For End Users (Application Layer):
When receiving an interrupt from an agent, the adk.InterruptInfo struct will have both populated:
- The new, structured
InterruptContextsfield. - The legacy
Datafield, which will contain the original interrupt information (e.g.,ChatModelAgentInterruptInfoorWorkflowInterruptInfo).
This allows end users to gradually migrate their application logic to use the richer InterruptContexts while still having access to the old Data field when needed.
For Agent Developers:
When a legacy agent’s Resume method is called, the adk.ResumeInfo struct it receives still contains the now-deprecated embedded InterruptInfo field. This field is populated with the same legacy data structures, allowing agent developers to maintain their existing resume logic without immediately updating to the new address-aware APIs.
// --- End User Perspective ---
// After an agent run, you receive an interrupt event.
if event.Action != nil && event.Action.Interrupted != nil {
interruptInfo := event.Action.Interrupted
// 1. New way: Access structured interrupt contexts
if len(interruptInfo.InterruptContexts) > 0 {
fmt.Printf("New structured context available: %+v\n", interruptInfo.InterruptContexts[0])
}
// 2. Old way (still works): Access the legacy Data field
if chatInterrupt, ok := interruptInfo.Data.(*adk.ChatModelAgentInterruptInfo); ok {
fmt.Printf("Legacy ChatModelAgentInterruptInfo still accessible.\n")
// ... logic using the old struct
}
}
// --- Agent Developer Perspective ---
// Inside a legacy agent's Resume method:
func (a *myLegacyAgent) Resume(ctx context.Context, info *adk.ResumeInfo) *adk.AsyncIterator[*adk.AgentEvent] {
// The deprecated embedded InterruptInfo field will still be populated.
// This allows old resume logic to continue working.
if info.InterruptInfo != nil {
if chatInterrupt, ok := info.InterruptInfo.Data.(*adk.ChatModelAgentInterruptInfo); ok {
// ... existing resume logic relying on the old ChatModelAgentInterruptInfo struct
fmt.Println("Resuming based on legacy InterruptInfo.Data field.")
}
}
// ... continue execution
}
Migration Advantages
- Preserve Legacy Behavior: Existing code will continue to work as it did. Old interrupt patterns will not cause crashes, but they also won’t automatically gain new address-aware capabilities without modification.

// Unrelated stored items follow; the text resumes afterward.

PR #1236, opened 2026-09-09
refactor(daemon): typed GPU probe errors, deduped walks, and comments that state their reason

odesenfans:
## Summary

Refactor-only cleanup of the Rust supervisor daemon and controller: the two
stringly `DaemonError` variants become structured ones, four duplicated walks
become two helpers, the last saturating BAR sum becomes a checked one, and
every comment that cited a document instead of stating its reason now states
it. Nothing changes at runtime except the three failure paths named below,
which report the same facts through typed fields instead of pre-formatted
strings.

The comment half is not cosmetic. A reader who hit "design doc section 3",
"ledger entry 13" or `docs/plans/2026-07-04-rust-supervisor-daemon-design.md`
got a pointer they could not follow: that design doc was never committed, the
divergence ledger moved, and two dozen module headers introduced themselves as
"a port of src/aleph/vm/<something>.py" for files the agent/supervisor split
deleted. Two of the citations were also simply wrong (the NUMA single-node note
cited the ledger entry about duplicate CLI secret keys; a DHCP teardown note
cited the hugepages entry), which is its own argument for inlining the reason
rather than referencing it.

Stacked on #1233.

## Changes

- `error.rs`, `lspci.rs`, `gpu_bar.rs`: `Lspci(String)` and `GpuProbe(String)`
  are replaced by `LspciSpawn { arguments, source }`, `LspciStatus
  { arguments, status }`, `LspciLine { line }`, `GpuResourceRead
  { path, source }`, `GpuResourceField { field, source }` and
  `GpuResourceLine { line }`. Display text is equivalent to what each site
  formatted before, and the `io::Error` / `ParseIntError` are attached as
  sources instead of interpolated.
- `gpu_bar.rs`: `gpu_mmio64_mb_under` summed each card's BAR total with
  `saturating_add`, the one arithmetic site #1227 left alone. A saturated sum
  silently under-sizes the window, which is the exact failure the module
  exists to prevent (the guest enumerates the card and finds its BARs
  unassigned). Now `checked_add` into a new `GpuBarTotal { pci_host }`.
- `gpu_bar.rs`, `lifecycle.rs`: the window sizer takes `&[&str]`, so
  `snp_config_slice_with` no longer clones every pci address into a
  throwaway `Vec<String>` for a callee that only joins them into a path.
- `lifecycle.rs`: `inventory_gpu(state, pci_host)` replaces the inventory
  `find` spelled out in both `validate_spec_gpus` and `snp_config_slice_with`.
- `service.rs`: `attached_gpus(world)` replaces the fold over the world view's
  attached cards in both `host_info` and `refresh_cc_modes_with`, yielding each
  card with whether the VM holding it is confidential (the only difference
  between the two copies).
- `lspci.rs`: `GpuDevice.cc_mode` reads like a field the parser fills and never
  can (lspci reports nothing about the mode). The doc comment now says it is a
  reporting field written only by the host info path, on its own clone.
- Daemon and controller comments: every `docs/plans` path, "design doc section
  N", "divergence N", "ledger entry N" and "(ledgered)" now states its reason
  in words, and the module headers name the Python donor by symbol
  (`LocalSupervisor.get_host_info`, `QemuVM.start`, `TapInterface`, the
  SQLAlchemy `PortMapping`) rather than by a path that no longer resolves. The
  three Python modules that do still exist keep their paths.
- Controller comments that introduced a function as "the port of" a Python
  symbol (`__main__.main`, `QemuVM.stop()`, `QemuConfidentialVM.start()`) now
  describe what the code does, since that controller does not exist on this
  branch. `place_vm_numa` says what honouring a requested NUMA node means (that
  node or a refusal, never a quiet placement elsewhere) instead of naming a
  decision number.
- `proto/supervisor.proto`, `proto/README.md`: the header and README described
  the agent/supervisor split by pointing at a design document this repository
  does not contain, and the README's error-enum section at "Annex A.6" of it.
  Both now state the split. `supervisor_pb2.pyi` carries the header as a module
  docstring and is regenerated; `supervisor_pb2.py` does not encode comments
  and is unchanged, so `scripts/check_proto_clean.sh` stays green.

## Test plan

- `gpu_bar.rs`: `malformed_lines_are_errors` now pins the variants and their
  fields rather than only `is_err()`; `a_card_without_a_resource_file_is_an_error`
  pins `GpuResourceRead` and its path; new
  `a_bar_total_across_cards_that_overflows_is_an_error` drives two cards whose
  BARs each fill half the address space, so the per-file parse succeeds and only
  the cross-card sum overflows, and names the card that pushed it over.
- `lspci.rs`: the multibyte parse test pins `LspciLine`; the cc_mode
  serialization test says why the parser leaves the mode absent.
- `lifecycle.rs`: the unreadable-probe test now builds a typed
  `GpuRegisterRead` instead of a `GpuProbe(String)`.
- Checks, from `rust/`, run bare with the exit code read directly:
  `cargo fmt --check` (0), `cargo clippy --locked --all-targets -- -D warnings`
  (0), `cargo test --locked --workspace` (0, 657 passed / 0 failed),
  `cargo doc --no-deps -p supervisor-daemon` (0; the 5 intra-doc warnings it
  prints are pre-existing and on lines this PR does not touch).
  `scripts/check_proto_clean.sh` (0).
- `aleph-tee` and `aleph-attest-agent` are deliberately untouched, so the
  golden measurements do not move.
- The sweep's own gate:
  `git grep -nE 'docs/plans|divergence [0-9]|ledger entry|decision [0-9]|the port of' rust/crates/supervisor-daemon rust/crates/supervisor-controller proto`
  returns exactly one line, the in-code "NUMA ledger entry" in
  `lifecycle.rs`, which is the placement ledger and not a document.

## Rebased onto dev-2.1 (#1199 + #1200), plus a review fix

One conflict, in the walks-dedupe commit. `attached_gpus` yields each attached card with a flag, and the flag's meaning tightened further down the rebased stack: it is now "a live confidential guest vouches for this card's CC mode", which needs the VM to be confidential AND not stopped. The helper carries that definition (the other caller, the inventory subtraction, ignores the flag), and the field is named `vouched_cc_on` rather than `confidential` so it cannot be read as the plain config question. `inventory_gpu` merged with #1200's new ordering comment on the membership check kept above it.

Review fix, as its own commit: the citation sweep re-run with a wider pattern found two more.
- `tests/grpc.rs`: "ledgered" now says the reason. Persistence means a per-VM systemd controller unit, and this Firecracker path runs the microVM in-process for one request, so there is no unit for a persistent VM to be adopted from or restarted through.
- `rust/rust-toolchain.toml`: dropped the design-doc and section citation for the actual reason (CI gates fmt and clippy with this version, so a local run and a CI run agree on what a warning is). The claim that this file has no measurement impact was verified: `nix/flake.nix` narrows the measured attest-agent derivation's source to the root `Cargo.toml`, `aleph-tee` and `aleph-attest-agent`, and `rust-toolchain.toml` is not in that fileset; the nix build takes its toolchain from the flake.

Left alone deliberately: three `rust-port-divergences` references in `aleph-tee/src/{types,report_data}.rs` and `aleph-attest-agent/src/secrets.rs`. Those crates are in the measured chain, so purging them moves every golden measurement and belongs on a branch that re-seeds, not on a daemon-side quality PR. The many `increment A1/B1/C1/C2` markers are likewise out of scope here.

Checks re-run after the rebase: `cargo fmt --check` exit 0, `cargo clippy --locked --all-targets -- -D warnings` exit 0, and the same pair with `--manifest-path crates/aleph-attest-agent/Cargo.toml` exit 0. Test suites left to CI this round.


foxpatch-aleph (approved):
A clean, faithful refactor. The typed DaemonError variants (LspciSpawn/LspciStatus/LspciLine, GpuResourceRead/GpuResourceField/GpuResourceLine, GpuBarTotal) reproduce the old Display text while attaching io::Error/ParseIntError as #[source]; every call site was updated consistently and no stale GpuProbe(String)/Lspci(String) usages or stale error-message pins in tests remain. The saturating-to-checked BAR sum is a genuine correctness improvement with a well-constructed test (per-card parses succeed at half the address space so only the cross-card sum overflows, and the test pins which card is named). The dedup helpers inventory_gpu and attached_gpus preserve the exact semantics of the walks they replace, including the snp().is_some() confidential flag that is the sole difference between the two attached_gpus callers. The &[String] -> &[&str] window-sizer change eliminates the throwaway clone correctly. I verified the PR's factual claims: all removed docs/plans paths indeed do not exist, the 'entry 82' reference in docs/architecture/divergences.md was unresolvable (the file has no such numbering), the reworded SNP rootfs comment accurately describes aleph-tee's generator, and the regenerated .pyi matches the proto header. Only nit: a leftover '(ledgered)' reference in tests/grpc.rs was missed.

**`rust/crates/supervisor-daemon/tests/grpc.rs`** (line 190): Minor: this comment still says "; ledgered)", a dangling reference to the divergence ledger this PR removes everywhere else (the sibling comment at lifecycle.rs:2756 was rewritten, this one in the integration test seems to have been missed). Same class of unfollowable citation the PR set out to eliminate.

foxpatch-aleph (approved):
A clean, well-scoped quality pass. The six typed DaemonError variants replace the two stringly ones with equivalent Display text and properly attached sources; the saturating BAR sum is correctly upgraded to checked_add with a test that isolates the cross-card overflow; the inventory_gpu and attached_gpus dedups preserve per-site error semantics and set contents exactly; and the &[&str] window-sizer signature matches its only production caller. I verified the PR's own sweep grep returns the single claimed line, that no remaining src/aleph/vm path references dangle except one brace-expansion nit in world.rs, and that the .pyi regeneration is consistent with supervisor.proto while supervisor_pb2.py is correctly untouched. No behavioral risk found; two minor non-blocking comments below.

**`rust/crates/supervisor-daemon/src/world.rs`** (line 887): This comment still cites `src/aleph/vm/network/{hostnetwork,interfaces,ipaddresses}.py`, a path that no longer resolves — the same class of dangling citation this PR sweeps, and it is inside the swept crate. The gate grep only matches `docs/plans|divergence|ledger|decision|the port of`, so `src/aleph/vm` paths are not covered. Consider naming the donors by symbol only, like the other rewritten headers.

**`rust/crates/supervisor-daemon/src/gpu_bar.rs`** (line 139): Nit: `GpuBarTotal` is currently unreachable from the production path — `snp_config_slice_with` rejects specs with more than one GPU (lifecycle.rs:2194), and a single card's total is already rejected inside `parse_resource_file` (GpuBarRange). The guard is still correct for a public function taking a slice, and the test exercises it directly; just be aware the new test is its only caller. (Also noted: `aleph-tee/src/owner_auth.rs:8` still cites a nonexistent `docs/plans/2026-08-18-...` file, though that crate is declared out of scope.)

foxpatch-aleph (approved):
Solid refactor: the typed error variants are complete and source-chained, the saturating-to-checked BAR sum fix is correct and well-tested (the new test properly isolates the cross-card overflow that the per-file guard cannot catch), and both deduplicated walks preserve their call sites' semantics exactly. The comment sweep achieves its stated goal and the inlined reasons I spot-checked against the code are accurate. One leftover: tests/grpc.rs:190 still carries a "(ledgered)" reference that the sweep gate's regex will never catch. Test results were not independently reproduced (no Rust toolchain available in this environment) but the changes compile-consistent by inspection.

**`rust/crates/supervisor-daemon/tests/grpc.rs`** (line 190): This "(ledgered)" is the one leftover of the sweep: the PR prose says every "(ledgered)" citation now states its reason, and the gate's regex (`ledger entry`) does not match the bare word "ledgered", so this one will stay invisible to the check forever. Reword to state the reason inline ("they boot under systemd controller units and follow with the controller port"), like the sibling comment in lifecycle.rs, and consider widening the gate to `ledger(ed| [0-9])?\b` style patterns so the class stays closed. Note rust/rust-toolchain.toml:1 also still cites the design doc, though that file is outside the swept crates.

foxpatch-aleph (approved):
This is a clean, well-executed quality pass. The substantive changes are all correct: the saturating-to-checked BAR sum fix in gpu_bar.rs closes a real failure mode (a saturated total silently under-sizing the MMIO64 window, leaving guest BARs unassigned) and its new cross-card overflow test drives exactly the right path; the attached_gpus and inventory_gpu dedupes faithfully reproduce the walks they replace (the vouched_cc_on flag matches the original confidential computation exactly); and the &[&str] signature change removes a needless clone with all callers updated. The typed error variants preserve the diagnostic facts of the old strings while attaching io::Error/ParseIntError as #[source], and I confirmed no consumer depends on the old message text. The citation sweep's gate holds: only the in-code NUMA ledger reference remains, and I verified the referenced design docs and Python donor paths genuinely do not exist in this repo. Two non-blocking nits noted in comments.

**`rust/crates/supervisor-daemon/src/error.rs`** (line 54): Non-blocking nit on the PR description rather than the code: it claims "Display text is equivalent to what each site formatted before", which is true for the Lspci* variants but the GpuResource* messages are reworded ("GPU probe failed: bad resource field ..." became "PCI resource field ... is not a hexadecimal number: ..."). I grepped for consumers of the old "GPU probe failed: " prefix and found none (the nvidia-cc operator doc references the separate tracing::warn! at service.rs:609, which is unchanged), so this is harmless — just an overstated claim in the description.

**`rust/crates/supervisor-daemon/src/service.rs`** (line 464): The helper is clean and the doc comment accurately explains the flag semantics (confidential AND not stopped, i.e. a live guest vouches for the card's CC mode) and why host_info ignores it. One tiny observation: host_info computes vouched_cc_on per GPU only to discard it, which is acknowledged in the helper's documentation — fine as is.

**`rust/crates/supervisor-daemon/src/gpu_bar.rs`** (line 174): path: path.clone() could be a move since the binding is dead after read_to_string, but the clone is negligible and arguably clearer than restructuring the closure; not worth changing. The checked_add fix itself and the new overflow test are exactly right — I verified the test fixture flags (0x14220c) contain WANTED_FLAGS so the per-card parse succeeds and only the cross-card sum overflows, pinning the second card as the one that trips it.

foxpatch-aleph (approved):
This is a careful, well-executed refactor. The typed GPU/lspci error variants are a strict improvement with all call sites migrated and no stale references remaining; the saturating-to-checked BAR sum change is correct (the per-file parse already guards its own total, so only the cross-card sum could overflow, and the new test pins exactly that case) and cannot regress behavior since the old saturating path was refused downstream by check_mmio64_budget anyway. Both dedup helpers preserve the semantics of the code they replace, and the &<&str> signature change is applied consistently. The comment sweep's factual claims were verified: the cited docs/plans files genuinely don't exist, the nix flake fileset indeed excludes rust-toolchain.toml, the surviving 'NUMA ledger entry' is the placement ledger and not a document, the .pyi header matches the .proto verbatim, and the check_proto_clean.sh enforcement paths don't encode comments. All PR-description claims held up under verification; I found no bugs, no security issues, and no test-coverage gaps for the new behavior.

**`rust/crates/supervisor-daemon/src/gpu_bar.rs`** (line 178): Nit on the comment's rationale: a saturating sum would not under-size the window — it would saturate to u64::MAX, clamp the window to MAX_WINDOW_MB, and be refused by check_mmio64_budget — so the practical outcome was already a refusal. The checked_add is still the right change (the refusal now names the card and happens earlier with a clearer message), but 'Saturating here would quietly under-size the window' overstates what the old path did. Consider softening to say the saturating path silently produced a garbage total whose only rejection came later, at the budget check.

**`rust/crates/supervisor-daemon/src/error.rs`** (line 38): LspciSpawn/LspciStatus carry a pre-formatted arguments String ("-s 06:00.0 -nnk") while the sibling GpuResourceRead/GpuResourceField variants use structured fields. The string form reproduces the prior Display text exactly, which is fine for parity, but it's a slight inconsistency within this same PR's goal of replacing pre-formatted strings with typed data. Non-blocking.

**`src/aleph/vm/agent/vprogram_launch.py`** (line 16): Outside this PR's swept paths, so consistent with its stated scope, but note that a dangling reference to docs/plans/rust-port-divergences.md survives here on the Python side. Worth a follow-up sweep of the same citation class so the next reader of the agent doesn't hit the same dead pointer the daemon PR just removed.

**`rust/crates/supervisor-daemon/src/lspci.rs`** (line 281): Minor test-coverage observation: every new GPU error variant is pinned by an updated test except LspciSpawn and LspciStatus, which sit behind the real-subprocess boundary and remain unconstructed in tests, same as before the change. Acceptable given the seam design (is_kernel_enabled_gpu is injectable, spawn is not), just noting the asymmetry with the rest of the variant work.

foxpatch-aleph (approved):
A disciplined, refactor-only PR that I verified line by line: the six typed error variants fully replace the two stringly ones with no stale references anywhere in the workspace, display text is equivalent to the pre-formatted messages with sources attached, the saturating-to-checked BAR sum is a genuine hardening (the old path silently under-sized the window, which is the exact failure the module exists to prevent, and the new cross-card overflow test is well-designed to pin the guard the per-file tests cannot reach), and the inventory_gpu / attached_gpus helpers faithfully preserve the two duplicated walks' behavior — host_info discards the flag exactly where the old code had no flag. Every rewritten comment I spot-checked states its reason accurately: place_vm_numa's 'honoured or refused' matches the allocator, the aleph-tee 'never a disk line' claim matches sev_snp_qemu_args, the removed Python donor paths genuinely no longer resolve while the kept ones do, the flake.nix fileset really excludes rust-toolchain.toml, and the citation sweep returns exactly the one in-code NUMA placement-ledger match the PR claims. The proto change is comment-only and supervisor_pb2.py does not encode comments, so check_proto_clean.sh stays green, which I confirmed by reading the regenerated .pyi header against supervisor.proto. I could not execute cargo or python in this environment, so fmt/clippy/tests were verified statically; nothing I read suggests a failure. One trivial nit below is non-blocking.

**`rust/crates/supervisor-daemon/src/gpu_bar.rs`** (line 175): Nit, non-blocking: `path: path.clone()` inside the `map_err` closure is only needed because the closure is constructed while `&path` is borrowed for the read in the same expression. Hoisting the read (`let contents = std::fs::read_to_string(&path);`) before the `.map_err` would let the closure move `path` instead of cloning it. Purely cosmetic — it is an error path on a small PathBuf — feel free to ignore.

foxpatch-aleph (approved):
Refactor-only cleanup verified line-by-line: the two stringly DaemonError variants are correctly replaced by six structured ones (sources attached via #[source], Display output preserved for the lspci variants), the checked_add in gpu_mmio64_mb_under closes the last silent-saturation path and sits in the right place (the cross-card loop, with a deterministic test that isolates it from the already-guarded per-file sums), inventory_gpu and attached_gpus are faithful dedups of their prior inline walks (host_info ignores the flag; refresh_cc_modes_with computes the same snp().is_some() && live predicate), and the &[&str] signature change is applied at every call site. The regenerated .pyi matches the new proto header, the rust-toolchain.toml claim checks out against nix/flake.nix's fileset, and the PR's own sweep gate returns exactly the claimed single line. I could not compile locally (no cargo/python toolchain available), but nothing in the tree depends on the old error-message strings and no correctness issue was found in the changed paths. Minor findings: an operator doc still names the deleted GpuProbe variant, and the same class of dead citation survives outside the sweep's scope.

**`docs/operators/nvidia-cc.md`** (line 108): This PR deletes the `DaemonError::GpuProbe` variant, but this line still tells operators to look for it. (gpu_cc.rs never returned it either — it produces GpuRegisterRead/GpuUnreadable — but now the identifier does not exist at all.) A one-line follow-up here would keep the operator doc from naming a symbol this sweep removed.

**`packaging/debian-12.dockerfile`** (line 17): Same class of unfollowable pointer the sweep removes, but outside its declared scope: all five packaging dockerfiles still cite the never-committed design doc (2026-07-04-rust-supervisor-daemon-design.md, section 9), and rust-port-divergences is still cited in nix/flake.nix, nix/init.sh, nix/udhcpc.script and src/aleph/vm/agent/vprogram_launch.py even though no such file exists in the repo. Non-blocking — just noting the cleanup is incomplete repo-wide.

**`rust/crates/supervisor-daemon/src/gpu_bar.rs`** (line 175): Nit: `path` is not used after the read, so the closure could capture it by move (`path: path`) instead of cloning; the `read_to_string(&path)` borrow ends before `map_err` consumes the closure. Purely cosmetic given this runs once per card on the create path.

foxpatch-aleph (approved):
Clean, well-verified refactor. The typed error variants are complete and consistent (no stale references to the removed Lspci(String)/GpuProbe(String) anywhere in the workspace), the attached_gpus and inventory_gpu helpers faithfully deduplicate the previous inline walks with identical semantics, and the saturating-to-checked BAR sum is correctly placed at the only site that can overflow (the cross-card loop, since per-file totals are already guarded by GpuBarRange) with a test that drives exactly that case. I independently verified the .pyi/proto header regeneration, the citation-sweep gate output, the nix fileset claim behind the rust-toolchain.toml comment, and that kept Python donor paths exist. Minor nits only: LspciLine's Display hardcodes "-mmnnn" where its sibling variants carry arguments as a field, and the new Display wording differs slightly from the old strings despite the PR's "equivalent" claim (nothing pins the old text).

**`rust/crates/supervisor-daemon/src/error.rs`** (line 51): Minor nit: LspciLine's Display hardcodes "-mmnnn", while LspciSpawn and LspciStatus carry the invocation arguments as a field. Today this variant is only constructed in the -mmnnn parser so the message is accurate, but the asymmetry means a future reuse for the -s <addr> -nnk path would silently mislabel the line's source command. Consider deriving the text (or carrying the arguments) if the variant ever gets a second call site.

**`rust/crates/supervisor-daemon/src/gpu_bar.rs`** (line 183): Verified: a single file's total cannot reach this checked_add (parse_resource_file already errors via GpuBarRange "it pushes the BAR total past 64 bits"), so GpuBarTotal is unreachable except on the cross-card sum — and the new test constructs exactly that, with domain-less addresses that sysfs_device_dir_under normalizes so the second card ("07:00.0") is correctly named. Good placement of the guard.

foxpatch-aleph (approved):
Refactor-only PR that holds up under static review. The one behavioral fix (saturating_add -> checked_add for the cross-card BAR sum, gpu_bar.rs:181) is correct and necessary, with a test that genuinely isolates the cross-card overflow from the already-guarded within-file one; I verified the fixture flag word carries WANTED_FLAGS so both lines are counted. The two deduped walks (inventory_gpu, attached_gpus) reproduce the prior inline code exactly at every call site, and the &amp;[String] -> &amp;[&amp;str] signature change is propagated to the sole production caller and all test closures. No references to the removed stringly variants (GpuProbe, Lspci) remain, and #[source] attachments are correct. The PR's factual claims check out: the citation sweep returns exactly the one claimed in-code 'NUMA ledger entry' (a data structure, not a document), the nix flake's fileset excludes rust-toolchain.toml so the golden measurements cannot move, and the proto change is comment-only with a matching regenerated .pyi. The rewritten comments I spot-checked state reasons that are accurate to the code. Minor non-blocking note: a few error Display strings changed prefixes (e.g. 'GPU probe failed:' -> 'cannot read the PCI resource file ...'), which affects InvalidBackend message text but no error codes and nothing pinned the old text. I could not run cargo (no toolchain available in this review environment), so fmt/clippy/test were not independently re-executed; all other verification was done directly against the source.

**`rust/crates/supervisor-daemon/src/gpu_bar.rs`** (line 174): Minor nit: `path: path.clone()` inside the map_err closure is only executed on the error path, so it's fine, but since `path` is unused after this point you could move it into the closure instead of cloning (`map_err` takes `FnOnce`). Harmless either way; not worth a change on its own.

**`rust/crates/supervisor-daemon/src/error.rs`** (line 54): Heads-up on wire-visible text: GpuResourceRead's Display changes the message prefix from the old 'GPU probe failed: cannot read {path}' to 'cannot read the PCI resource file {path}: {source}'. This text flows into InvalidBackend RPC payloads via snp_config_slice_with. Nothing pinned the old text and the error code is unchanged, so this is fine — just noting that any consumer matching on message text would see new strings.

foxpatch-aleph (approved):
A careful, well-executed refactor-only PR. The typed-error conversion is complete and consistent (all Lspci/GpuProbe call sites migrated, sources attached rather than interpolated, no tests pinning the old strings), the saturating-to-checked BAR sum is a strict fail-closed improvement whose new test correctly isolates the cross-card overflow from the per-file checks, both walk dedupes are semantically faithful, and the signature change to &[&str] removed the throwaway clones as described. I verified the PR's own gate: the citation grep returns exactly the claimed one in-code 'NUMA ledger entry' line, the .pyi matches the regenerated proto header, the rust-toolchain.toml claim holds against nix/flake.nix's narrowed fileset, and the rewritten comments' factual claims (NUMA hint-or-refuse, firecracker direct-children, checks.rs gating, world.rs negative vm_index) all check out against the code. Two non-blocking nits: world.rs:894 still cites the deleted src/aleph/vm/network/{hostnetwork,interfaces,ipaddresses}.py path (the same class of dangling citation this PR sweeps, missed here), and the new freeze-timeout comment in service.rs:1546 slightly overclaims NaN-safety (f64::clamp propagates NaN, so GUEST_FREEZE_TIMEOUT=NaN would still panic from_secs_f64; pre-existing behavior, comment text only).

**`rust/crates/supervisor-daemon/src/world.rs`** (line 894): This sweep's own class of miss: the citation here still names src/aleph/vm/network/{hostnetwork,interfaces,ipaddresses}.py, a path the agent/supervisor split deleted. The equivalent donor in tap.rs was reworded to name the symbols only; this one (and the TapInterface properties it describes) should get the same treatment for consistency with the PR's stated gate.

**`rust/crates/supervisor-daemon/src/service.rs`** (line 1546): Minor accuracy nit on the new comment: "a crafted value cannot panic Duration::from_secs_f64" is not quite true for NaN, since f64::clamp propagates NaN (Rust std documents that an initial NaN returns NaN regardless of min/max) and GUEST_FREEZE_TIMEOUT=NaN parses successfully through get_f64, so from_secs_f64 would still panic. The clamp predates this PR and the behavior is unchanged; only the comment wording is new. Consider "a negative or oversized value" instead of "a crafted value".

foxpatch-aleph (approved):
High-quality refactor. The typed Lspci/GpuResource variants are strictly better (sources attached via #[source] instead of interpolated), the checked_add fix in gpu_mmio64_mb_under is real but behavior-compatible (the old saturated sum always ended in a refusal via check_mmio64_budget anyway, so this fails the same creates earlier with a better-typed error), and the attached_gpus and inventory_gpu dedupes are field-for-field equivalent to the walks they replace, with the vouched_cc_on flag semantics documented where the one caller that ignores it can't misread it. The new overflow test is well constructed. I verified the PR's claim that the old citations were wrong against the surviving ledger (entry 73 is duplicate-secret-key handling, entry 77 is hugepages, not DHCP/NUMA), and that docs/plans and the deleted Python donors are indeed unresolvable. Remaining nits are external to the swept paths: docs/operators/nvidia-cc.md still names the deleted DaemonError::GpuProbe variant, and the divergence ledger's preamble still says entry numbers are 'referenced by tests and comments', which after this PR holds only for the aleph-tee crates. Note cargo/python were unavailable in my environment, so the green fmt/clippy/test/proto-clean claims are taken on the PR's word; the diff is internally consistent with them.

**`docs/operators/nvidia-cc.md`** (line 108): This PR deletes `DaemonError::GpuProbe`, so this operator doc now points at a symbol that no longer exists — exactly the class of dangling reference the PR removes elsewhere, and it falls outside the sweep gate because the gate only covers rust/crates and proto. The BAR0 read failures are now `DaemonError::GpuRegisterRead` / `DaemonError::GpuUnreadable` in gpu_cc.rs. (The `GPU CC mode probe failed` log-line hint on the preceding lines is still accurate — service.rs still logs that literal.)

**`docs/architecture/divergences.md`** (line 12): Now that the daemon and controller comments no longer cite entry numbers, this sentence ("entry numbers are stable and referenced by tests and comments") is only true for the three aleph-tee/aleph-attest-agent references deliberately left in this PR. A one-line touch-up here would keep the ledger's self-description truthful. Also worth noting the header at line 3 already drops 'and comments', so the two lines now disagree.

**`rust/crates/supervisor-daemon/src/error.rs`** (line 59): Minor description nit, not a code issue: the PR description says the Display text is equivalent to what each site formatted before, but GpuResourceField changed wording ("bad resource field ..." → "PCI resource field ... is not a hexadecimal number") as did GpuResourceRead ("cannot read {path}" → "cannot read the PCI resource file {path}"). Per ledger entry 33 these texts are explicitly unpinned, so nothing breaks; just the PR text slightly oversells equivalence.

- Gradual Adoption: Teams can selectively enable new features on a case-by-case basis. For example, you can wrap legacy interrupts with
WrapInterruptAndRerunIfNeededonly in workflows where you need targeted resume. - Enhanced Functionality: The new addressing system provides richer structured context (
InterruptCtx) for all interrupts, while the old data fields are still populated for full compatibility. - Flexible State Management: For static graph interrupts, you can choose modern, direct state modification via the
.Infofield, or continue using the oldWithStateModifieroption.
This backward compatibility model ensures a smooth transition for existing users while providing a clear path to adopting the new human-in-the-loop features.